EXERCISE DIRECTIONS: In the data below, how many lines contain the string "must"? Give only the number.

EXERCISE DATA:
PR #2645, opened 2026-03-25
Add validation for CL_IMAGE_ROW_PITCH and CL_IMAGE_SLICE_PITCH query results

### LINKED ISSUE #1396: Value returned for `CL_IMAGE_ROW_PITCH` and `CL_IMAGE_SLICE_PITCH` not validated
These queries are loosely specified (see https://github.com/KhronosGroup/OpenCL-Docs/issues/763 for the spec discussion) and the value returned by implementations is not validated by the CTS (except in the testing for `cl_khr_dx9_media_sharing`).

shajder:
Fixes #1396


test_conformance/images/clGetInfo/test_2D.cpp
```diff
@@ -148,9 +147,82 @@ int test_get_image_info_single( cl_context context, image_descriptor *imageInfo,
...
 
-  size_t outSlicePitch;
-  error = clGetImageInfo( image, CL_IMAGE_SLICE_PITCH, sizeof( outSlicePitch ), &outSlicePitch, NULL );
-  test_error( error, "Unable to get image info (slice pitch)" );
+    size_t outSlicePitch;
+    error = clGetImageInfo(image, CL_IMAGE_SLICE_PITCH, sizeof(outSlicePitch),
+                           &outSlicePitch, NULL);
+    test_error(error, "Unable to get image info (slice pitch)");
+
+    if (imageInfo->type == CL_MEM_OBJECT_IMAGE2D
```
rjodinchr: Shouldn't we have `CL_MEM_OBJECT_IMAGE1D_ARRAY` here as well?

test_conformance/images/clGetInfo/test_2D.cpp
```diff
@@ -148,9 +147,82 @@ int test_get_image_info_single( cl_context context, image_descriptor *imageInfo,
...
+                    "ERROR: CL_IMAGE_ROW_PITCH is 0 for COPY_HOST_PTR image\n");
+                return 1;
+            }
+
+            if (imageInfo->type != CL_MEM_OBJECT_IMAGE2D && outSlicePitch == 0)
+            {
+                log_error("ERROR: CL_IMAGE_SLICE_PITCH is 0 for COPY_HOST_PTR "
+                          "3D/array image\n");
+                return 1;
+            }
```
rjodinchr: For `IMAGE2D` slice must be zero. Can we add a check here to ensure that?

test_conformance/images/clGetInfo/test_2D.cpp
shajder: Indeed per spec `CL_IMAGE_SLICE_PITCH` refers to `CL_MEM_OBJECT_IMAGE1D_ARRAY` as well (implementation computes it as `CL_IMAGE_ROW_PITCH` not `height * row_pitch`, since `height` is 0 for a 1D array).

That said, I think there is a more fundamental issue here. `test_get_image_info_single` looks generic, with branches for all six image types, but in this file the only `CL_MEM_OBJECT_IMAGE2D` actually reaches this code; the 1D/3D/array branches are effectively dead in this translation unit, and the other image types are covered by their own drivers/files. Adding `1D_ARRAY` to the condition here would just add another unreachable branch.

I will have to apply more general refactoring here, unless I am missing something obvious. I would appreciate your confirmation, thanks.

rjodinchr: I disagree, I see `test_get_image_info_single` being called in all the image types.
```
$ git grep test_get_image_info_single
test_conformance/images/clGetInfo/test_1D.cpp:18:extern int test_get_image_info_single( cl_context context, image_descriptor *imageInfo, MTdata d, cl_mem_flags flags, size_t row_pitch, size_t slice_pitch );
test_conformance/images/clGetInfo/test_1D.cpp:66:                if ( test_get_image_info_single( context, &imageInfo, seed, all_host_ptr_flags[j], 0, 0 ) )
test_conformance/images/clGetInfo/test_1D.cpp:69:                    if ( test_get_image_info_single( context, &imageInfo, seed, all_host_ptr_flags[j], imageInfo.rowPitch, 0 ) )
test_conformance/images/clGetInfo/test_1D.cpp:92:                if( test_get_image_info_single( context, &imageInfo, seed, all_host_ptr_flags[j], 0, 0 ) )
test_conformance/images/clGetInfo/test_1D.cpp:95:                    if( test_get_image_info_single( context, &imageInfo, seed, all_host_ptr_flags[j], imageInfo.rowPitch, 0 ) )
test_conformance/images/clGetInfo/test_1D.cpp:128:                if ( test_get_image_info_single( context, &imageInfo, seed, all_host_ptr_flags[j], 0, 0 ) )
test_conformance/images/clGetInfo/test_1D.cpp:131:                    if ( test_get_image_info_single( context, &imageInfo, seed, all_host_ptr_flags[j], imageInfo.rowPitch, 0 ) )
test_conformance/images/clGetInfo/test_1D_2D_array.cpp:18:extern int test_get_image_info_single( cl_context context, image_descriptor *imageInfo, MTdata d, cl_mem_flags flags, size_t row_pitch, size_t slice_pitch );
test_conformance/images/clGetInfo/test_1D_2D_array.cpp:67:                    if ( test_get_image_info_single( context, &imageInfo, seed, all_host_ptr_flags[j], 0, 0 ) )
test_conformance/images/clGetInfo/test_1D_2D_array.cpp:70:                        if ( test_get_image_info_single( context, &imageInfo, seed, all_host_ptr_flags[j], imageInfo.rowPitch, 0 ) )
test_conformance/images/clGetInfo/test_1D_2D_array.cpp:98:              if( test_get_image_info_single( context, &imageInfo, seed, all_host_ptr_flags[j], 0, 0 ) )
test_conformance/images/clGetInfo/test_1D_2D_array.cpp:101:                if( test_get_image_info_single( context, &imageInfo, seed, all_host_ptr_flags[j], imageInfo.rowPitch, 0 ) )
test_conformance/images/clGetInfo/test_1D_2D_array.cpp:133:                if ( test_get_image_info_single( context, &imageInfo, seed, all_host_ptr_flags[j], 0, 0 ) )
test_conformance/images/clGetInfo/test_1D_2D_array.cpp:136:                    if ( test_get_image_info_single( context, &imageInfo, seed, all_host_ptr_flags[j], imageInfo.rowPitch, 0 ) )
test_conformance/images/clGetInfo/test_1D_2D_array.cpp:200:                        if ( test_get_image_info_single( context, &imageInfo, seed, all_host_ptr_flags[j], 0, 0 ) )
test_conformance/images/clGetInfo/test_1D_2D_array.cpp:203:                            if ( test_get_image_info_single( context, &imageInfo, seed, all_host_ptr_flags[j], imageInfo.rowPitch, 0 ) )
test_conformance/images/clGetInfo/test_1D_2D_array.cpp:232:              if ( test_get_image_info_single( context, &imageInfo, seed, all_host_ptr_flags[j], 0, 0 ) )
test_conformance/images/clGetInfo/test_1D_2D_array.cpp:235:                if ( test_get_image_info_single( context, &imageInfo, seed, all_host_ptr_flags[j], imageInfo.rowPitch, 0 ) )
test_conformance/images/clGetInfo/test_1D_2D_array.cpp:275:                if ( test_get_image_info_single( context, &imageInfo, seed, all_host_ptr_flags[j], 0, 0 ) )
test_conformance/images/clGetInfo/test_1D_2D_array.cpp:278:                    if ( test_get_image_info_single( context, &imageInfo, seed, all_host_ptr_flags[j], imageInfo.rowPitch, 0 ) )
test_conformance/images/clGetInfo/test_1D_buffer.cpp:19:extern int test_get_image_info_single(cl_context context,
test_conformance/images/clGetInfo/test_1D_buffer.cpp:62:            if (test_get_image_info_single(context, &imageInfo, seed, flags, 0,
test_conformance/images/clGetInfo/test_1D_buffer.cpp:86:            if (test_get_image_info_single(context, &imageInfo, seed, flags, 0,
test_conformance/images/clGetInfo/test_1D_buffer.cpp:121:            if (test_get_image_info_single(context, &imageInfo, seed, flags, 0,
test_conformance/images/clGetInfo/test_2D.cpp:18:int test_get_image_info_single( cl_context context, image_descriptor *imageInfo, MTdata d, cl_mem_flags flags, size_t row_pitch, size_t slice_pitch )
test_conformance/images/clGetInfo/test_2D.cpp:342:                    if ( test_get_image_info_single( context, &imageInfo, seed, all_host_ptr_flags[j], 0, 0 ) )
test_conformance/images/clGetInfo/test_2D.cpp:345:                        if ( test_get_image_info_single( context, &imageInfo, seed, all_host_ptr_flags[j], imageInfo.rowPitch, 0 ) )
test_conformance/images/clGetInfo/test_2D.cpp:370:                if( test_get_image_info_single( context, &imageInfo, seed, all_host_ptr_flags[j], 0, 0 ) )
test_conformance/images/clGetInfo/test_2D.cpp:373:                    if( test_get_image_info_single( context, &imageInfo, seed, all_host_ptr_flags[j], imageInfo.rowPitch, 0 ) )
test_conformance/images/clGetInfo/test_2D.cpp:407:                if ( test_get_image_info_single( context, &imageInfo, seed, all_host_ptr_flags[j], 0, 0 ) )
test_conformance/images/clGetInfo/test_2D.cpp:410:                    if ( test_get_image_info_single( context, &imageInfo, seed, all_host_ptr_flags[j], imageInfo.rowPitch, 0 ) )
test_conformance/images/clGetInfo/test_3D.cpp:18:extern int test_get_image_info_single( cl_context context, image_descriptor *imageInfo, MTdata d, cl_mem_flags flags, size_t row_pitch, size_t slice_pitch );
test_conformance/images/clGetInfo/test_3D.cpp:73:                        if ( test_get_image_info_single( context, &imageInfo, seed, all_host_ptr_flags[j], 0, 0 ) )
test_conformance/images/clGetInfo/test_3D.cpp:76:                            if ( test_get_image_info_single( context, &imageInfo, seed, all_host_ptr_flags[j], imageInfo.rowPitch, imageInfo.slicePitch ) )
test_conformance/images/clGetInfo/test_3D.cpp:105:                if( test_get_image_info_single( context, &imageInfo, seed, all_host_ptr_flags[j], 0, 0 ) )
test_conformance/images/clGetInfo/test_3D.cpp:108:                    if( test_get_image_info_single( context, &imageInfo, seed, all_host_ptr_flags[j], imageInfo.rowPitch, imageInfo.slicePitch ) )
test_conformance/images/clGetInfo/test_3D.cpp:148:                if ( test_get_image_info_single( context, &imageInfo, seed, all_host_ptr_flags[j], 0, 0 ) )
test_conformance/images/clGetInfo/test_3D.cpp:151:                    if ( test_get_image_info_single( context, &imageInfo, seed, all_host_ptr_flags[j], imageInfo.rowPitch, imageInfo.slicePitch ) )
```

shajder: Thanks, correction applied.

test_conformance/images/clGetInfo/test_2D.cpp
shajder: Done

test_conformance/images/clGetInfo/test_2D.cpp
rjodinchr: What about `CL_MEM_OBJECT_IMAGE1D` & `CL_MEM_OBJECT_IMAGE1D_BUFFER`?
`1D_BUFFER` seems to be handled below, is there anything in this if statement that would not apply to `1D_BUFFER`?

Basically, I'm asking whether we really need that check. I don't see the specification stating that what we are checking here are just for those image types, but I might be missing it from the specification.

test_conformance/images/clGetInfo/test_2D.cpp
```diff
@@ -148,9 +147,91 @@ int test_get_image_info_single( cl_context context, image_descriptor *imageInfo,
...
+                    "ERROR: CL_IMAGE_SLICE_PITCH mismatch "
+                    "(flags=0x%lx slice_pitch=%zu): expected %zu, got %zu\n",
+                    (unsigned long)flags, slice_pitch, expected_slice,
+                    outSlicePitch);
+                return 1;
+            }
+        }
+        else
+        {
+            // COPY_HOST_PTR: may relayout -> only require non-zero
```
rjodinchr: `COPY_HOST_PTR` does not require non-zero only I think when reading the spec:

> If image was created with a non-zero value for image_row_pitch, then the value provided for image_row_pitch by the application is returned, otherwise the returned value is calculated as CL_IMAGE_WIDTH × CL_IMAGE_ELEMENT_SIZE.

test_conformance/images/clGetInfo/test_2D.cpp
shajder: We can drop that guard, but then a few cases need to be handled explicitly instead of being implicitly skipped - the main one being `CL_MEM_OBJECT_IMAGE1D_BUFFER`.

A 1D image buffer is created from a buffer, so host_ptr is NULL at creation and `image_row_pitch` must be 0. That puts `CL_IMAGE_ROW_PITCH` right in the image-from-buffer pitch semantics discussed in KhronosGroup/OpenCL-Docs#674, which is still unresolved. Implementations legitimately return 0 there, so we cannot assert `width * element_size` for it - that is in fact exactly what fails on real drivers once the guard is removed.

rjodinchr: If the issue is with 1D_buffer, then I think we should make that clear and check for 1D_buffer, not everything except 1D_buffer.

shajder: Keeping the guard and adding an else for the remaining flat types (1D, 1D_BUFFER) turned out cleaner than dropping it: in the else we assert `slice == 0`, but intentionally do not assert row pitch there, where drivers legitimately return 0. The else also folds in the old standalone IMAGE1D slice check. Let me know if that works for you.

rjodinchr: No it does not.
We are now checking `outSlicePitch` twice for 1D_buffer. One time in the "else" that has been added, and right below it....

It is still unclear to me why we would single out IMAGE1D. It feels that it should be part of the normal path. And that path should be `imageInfo->type != CL_MEM_OBJET_IMAGE1D_BUFFER`, not an OR of everything else.

shajder: Just to be clear, by "checking `outSlicePitch` twice for 1D_buffer" you ment for IMAGE1D, right?

As I mentioned the `else` sections seems cleaner readability-wise (less intrusive changes to the code) but obviously we can go unified path with additional condition for special cases.

rjodinchr: Yes, I meant IMAGE1D.

Thank you for the change, it looks much better 🙏

test_conformance/images/clGetInfo/test_2D.cpp
rjodinchr: This is still relevant I believe. I don't think we want to single out COPY_HOST_PTR. At least that's not what I understand from the specification.

shajder: sorry for delay - it took some time to recall the origin of `CL_MEM_COPY_HOST_PTR` branch. Previously I assumed it lets the implementation relay out the data, so its row pitch was treated as implementation defined (non-zero only) while USE/default were checked exactly. Reviewing that, indeed it looks like `CL_IMAGE_ROW_PITCH` is **deterministic** for USE/COPY/default and the branch was an unnecessary relaxation of specification requirements.

Dropping it gives one deterministic check for all flags with 1D_BUFFER the only exception, left unasserted per #674.

rjodinchr (approved):

lakshmih (approved):

PR #2646, opened 2026-03-25
Fix offline compiler handling: skip missing subtests and guard cl_khr…

bananAshkar:
This PR skips three compiler subtests (get_program_info_kernel_names, get_linked_program_info_kernel_names, get_program_info_mult_devices) when using offline/binary compilation, because they rely on source creation or multi-device behavior that does not match that path. It also changes the SPIR test main so that if cl_khr_spir is missing, the suite logs a clear skip and exits successfully instead of failing.


bashbaug (approved):

bashbaug:
Merging as discussed in the April 28th teleconference.

PR #2650, opened 2026-03-28
samplerlessReads: fix use_pitches test for devices with read_write images supported

karolherbst:
The test specified a image_row_pitch on the read_write image without a host_ptr or parent buffer.

The read_write image doesn't get inialized like the read_only does, so it's fine to just reset image_row_pitch back to 0 for its creation.


rjodinchr (commented):
LGTM, can you rebase on main and update the comments to refer to `ctx.enablePitch` instead of `gEnablePitch` which has been removed.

WRITTEN RESPONSE: 2